Task inputs
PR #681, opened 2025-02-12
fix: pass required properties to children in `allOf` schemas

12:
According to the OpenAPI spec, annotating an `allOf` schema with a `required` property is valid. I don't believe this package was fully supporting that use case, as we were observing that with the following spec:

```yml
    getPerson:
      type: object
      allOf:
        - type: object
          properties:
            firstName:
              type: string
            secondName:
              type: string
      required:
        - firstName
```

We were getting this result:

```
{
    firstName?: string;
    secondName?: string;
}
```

What you have to do
Repeat each record in full; every line must match exactly.

Output for this task
PR #681, opened 2025-02-12
fix: pass required properties to children in `allOf` schemas

12:
According to the OpenAPI spec, annotating an `allOf` schema with a `required` property is valid. I don't believe this package was fully supporting that use case, as we were observing that with the following spec:

```yml
    getPerson:
      type: object
      allOf:
        - type: object
          properties:
            firstName:
              type: string
            secondName:
              type: string
      required:
        - firstName
```

We were getting this result:

```
{
    firstName?: string;
    secondName?: string;
}
```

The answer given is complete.